■ Exercise goal ■
Search the data for "update". Each line containing it is to be copied.

----- Source data -----

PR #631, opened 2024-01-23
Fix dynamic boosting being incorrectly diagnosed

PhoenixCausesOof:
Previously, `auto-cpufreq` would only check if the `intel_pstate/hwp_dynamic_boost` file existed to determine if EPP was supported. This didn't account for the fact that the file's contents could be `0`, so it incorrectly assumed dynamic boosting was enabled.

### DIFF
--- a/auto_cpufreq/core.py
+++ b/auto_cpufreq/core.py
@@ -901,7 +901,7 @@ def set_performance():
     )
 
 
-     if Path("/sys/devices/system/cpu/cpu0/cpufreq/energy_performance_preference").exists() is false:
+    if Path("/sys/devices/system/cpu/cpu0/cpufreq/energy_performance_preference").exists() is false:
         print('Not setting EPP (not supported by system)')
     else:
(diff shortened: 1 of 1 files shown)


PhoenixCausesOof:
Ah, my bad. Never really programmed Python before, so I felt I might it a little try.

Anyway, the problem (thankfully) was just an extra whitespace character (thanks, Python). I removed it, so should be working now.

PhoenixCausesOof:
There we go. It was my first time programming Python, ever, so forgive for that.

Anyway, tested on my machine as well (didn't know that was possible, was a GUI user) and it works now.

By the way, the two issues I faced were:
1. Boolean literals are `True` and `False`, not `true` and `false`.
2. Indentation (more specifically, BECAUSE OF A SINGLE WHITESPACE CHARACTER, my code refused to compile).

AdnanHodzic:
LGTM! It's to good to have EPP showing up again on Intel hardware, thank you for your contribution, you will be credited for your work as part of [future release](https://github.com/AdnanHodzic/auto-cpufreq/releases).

-----
----- Source data -----

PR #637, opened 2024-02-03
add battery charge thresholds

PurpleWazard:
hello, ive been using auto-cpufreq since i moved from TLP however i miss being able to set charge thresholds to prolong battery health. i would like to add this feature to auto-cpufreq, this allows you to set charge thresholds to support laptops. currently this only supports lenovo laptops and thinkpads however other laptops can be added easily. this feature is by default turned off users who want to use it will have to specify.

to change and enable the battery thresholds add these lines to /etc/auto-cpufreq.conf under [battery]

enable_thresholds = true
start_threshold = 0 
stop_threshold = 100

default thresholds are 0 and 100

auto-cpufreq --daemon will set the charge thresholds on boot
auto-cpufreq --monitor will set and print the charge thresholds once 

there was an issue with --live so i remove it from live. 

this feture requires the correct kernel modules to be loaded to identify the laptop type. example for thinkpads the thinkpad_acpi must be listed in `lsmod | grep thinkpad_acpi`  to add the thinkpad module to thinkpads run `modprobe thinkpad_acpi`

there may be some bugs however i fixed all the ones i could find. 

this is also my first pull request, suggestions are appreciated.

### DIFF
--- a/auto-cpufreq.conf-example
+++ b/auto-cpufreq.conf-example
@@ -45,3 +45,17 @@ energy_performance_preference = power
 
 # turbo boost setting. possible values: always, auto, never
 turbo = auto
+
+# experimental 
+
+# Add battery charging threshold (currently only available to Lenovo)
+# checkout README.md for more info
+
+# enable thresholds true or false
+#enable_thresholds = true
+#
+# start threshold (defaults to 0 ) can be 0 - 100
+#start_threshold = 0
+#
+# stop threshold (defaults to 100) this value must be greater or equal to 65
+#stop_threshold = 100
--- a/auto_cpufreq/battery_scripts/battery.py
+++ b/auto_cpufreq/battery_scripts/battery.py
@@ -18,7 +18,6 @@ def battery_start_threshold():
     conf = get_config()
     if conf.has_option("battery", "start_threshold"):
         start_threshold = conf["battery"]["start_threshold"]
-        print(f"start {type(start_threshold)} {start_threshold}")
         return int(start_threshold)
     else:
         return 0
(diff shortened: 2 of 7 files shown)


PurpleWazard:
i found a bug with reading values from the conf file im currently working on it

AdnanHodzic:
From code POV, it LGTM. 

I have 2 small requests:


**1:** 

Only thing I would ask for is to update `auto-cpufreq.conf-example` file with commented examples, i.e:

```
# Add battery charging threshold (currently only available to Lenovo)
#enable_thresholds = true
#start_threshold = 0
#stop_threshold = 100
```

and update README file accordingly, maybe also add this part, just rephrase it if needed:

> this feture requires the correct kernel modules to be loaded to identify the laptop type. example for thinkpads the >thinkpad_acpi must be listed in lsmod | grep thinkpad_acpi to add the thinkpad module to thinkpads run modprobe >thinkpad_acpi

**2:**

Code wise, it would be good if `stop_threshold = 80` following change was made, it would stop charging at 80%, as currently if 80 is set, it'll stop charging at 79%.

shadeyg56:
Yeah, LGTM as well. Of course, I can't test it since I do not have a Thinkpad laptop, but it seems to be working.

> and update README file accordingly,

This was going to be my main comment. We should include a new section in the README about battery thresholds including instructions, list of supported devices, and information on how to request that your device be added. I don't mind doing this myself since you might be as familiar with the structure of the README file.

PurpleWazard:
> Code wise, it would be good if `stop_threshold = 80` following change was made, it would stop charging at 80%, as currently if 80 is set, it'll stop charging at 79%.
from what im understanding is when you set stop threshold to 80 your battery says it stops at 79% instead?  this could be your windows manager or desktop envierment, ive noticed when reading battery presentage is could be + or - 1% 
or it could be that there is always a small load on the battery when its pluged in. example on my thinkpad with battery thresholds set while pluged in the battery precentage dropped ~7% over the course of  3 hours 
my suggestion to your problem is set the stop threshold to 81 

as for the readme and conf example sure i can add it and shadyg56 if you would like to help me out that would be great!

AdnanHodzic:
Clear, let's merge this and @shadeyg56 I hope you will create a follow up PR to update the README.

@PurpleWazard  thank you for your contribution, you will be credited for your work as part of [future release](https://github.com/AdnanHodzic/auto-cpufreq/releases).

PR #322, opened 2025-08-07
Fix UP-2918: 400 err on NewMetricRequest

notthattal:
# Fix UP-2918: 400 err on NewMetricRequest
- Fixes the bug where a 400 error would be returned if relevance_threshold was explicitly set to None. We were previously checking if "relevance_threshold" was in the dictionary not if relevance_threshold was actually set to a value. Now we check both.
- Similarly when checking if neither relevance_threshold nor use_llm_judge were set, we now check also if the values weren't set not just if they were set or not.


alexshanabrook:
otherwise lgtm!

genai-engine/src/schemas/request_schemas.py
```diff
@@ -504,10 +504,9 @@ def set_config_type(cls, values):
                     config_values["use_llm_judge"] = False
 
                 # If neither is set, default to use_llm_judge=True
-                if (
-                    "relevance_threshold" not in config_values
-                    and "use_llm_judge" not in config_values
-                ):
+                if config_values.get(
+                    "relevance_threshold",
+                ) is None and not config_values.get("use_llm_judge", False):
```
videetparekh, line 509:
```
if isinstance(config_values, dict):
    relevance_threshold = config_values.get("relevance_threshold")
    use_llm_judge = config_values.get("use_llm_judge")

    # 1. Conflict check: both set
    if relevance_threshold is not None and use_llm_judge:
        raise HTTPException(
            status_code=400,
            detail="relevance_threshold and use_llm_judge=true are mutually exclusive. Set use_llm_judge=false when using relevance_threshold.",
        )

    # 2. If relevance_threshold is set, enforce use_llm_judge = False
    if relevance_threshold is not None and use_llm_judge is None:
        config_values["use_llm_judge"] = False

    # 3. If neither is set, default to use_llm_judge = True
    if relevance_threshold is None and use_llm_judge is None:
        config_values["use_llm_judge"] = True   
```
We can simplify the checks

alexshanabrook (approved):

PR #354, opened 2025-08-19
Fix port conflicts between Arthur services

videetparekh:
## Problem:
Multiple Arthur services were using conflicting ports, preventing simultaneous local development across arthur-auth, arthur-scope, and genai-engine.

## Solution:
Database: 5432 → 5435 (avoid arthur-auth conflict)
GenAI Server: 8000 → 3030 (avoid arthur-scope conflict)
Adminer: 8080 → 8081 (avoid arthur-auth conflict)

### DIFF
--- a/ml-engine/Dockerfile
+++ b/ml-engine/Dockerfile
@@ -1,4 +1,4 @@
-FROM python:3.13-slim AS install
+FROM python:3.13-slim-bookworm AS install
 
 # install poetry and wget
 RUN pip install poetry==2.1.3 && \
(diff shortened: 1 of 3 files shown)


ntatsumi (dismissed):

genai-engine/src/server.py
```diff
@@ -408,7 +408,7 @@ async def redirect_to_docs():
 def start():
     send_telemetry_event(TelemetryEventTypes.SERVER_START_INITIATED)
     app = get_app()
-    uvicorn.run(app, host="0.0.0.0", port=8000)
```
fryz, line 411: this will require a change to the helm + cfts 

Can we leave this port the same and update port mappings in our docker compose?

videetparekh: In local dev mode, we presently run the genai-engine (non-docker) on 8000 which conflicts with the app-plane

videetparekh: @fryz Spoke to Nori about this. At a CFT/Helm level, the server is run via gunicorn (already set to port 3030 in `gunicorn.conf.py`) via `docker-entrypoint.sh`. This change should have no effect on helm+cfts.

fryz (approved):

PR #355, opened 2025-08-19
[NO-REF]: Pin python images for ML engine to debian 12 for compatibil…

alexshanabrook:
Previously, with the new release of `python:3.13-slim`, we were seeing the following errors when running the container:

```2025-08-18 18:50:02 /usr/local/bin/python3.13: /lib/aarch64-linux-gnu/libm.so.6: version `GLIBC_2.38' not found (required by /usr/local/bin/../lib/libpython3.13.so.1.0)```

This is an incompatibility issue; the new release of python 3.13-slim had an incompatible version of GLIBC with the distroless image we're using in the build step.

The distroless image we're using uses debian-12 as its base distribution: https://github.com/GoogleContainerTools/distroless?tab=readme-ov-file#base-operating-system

-----

■ Solution to the problem ■
Only thing I would ask for is to update `auto-cpufreq.conf-example` file with commented examples, i.e:
and update README file accordingly, maybe also add this part, just rephrase it if needed:
> and update README file accordingly,
Clear, let's merge this and @shadeyg56 I hope you will create a follow up PR to update the README.
Can we leave this port the same and update port mappings in our docker compose?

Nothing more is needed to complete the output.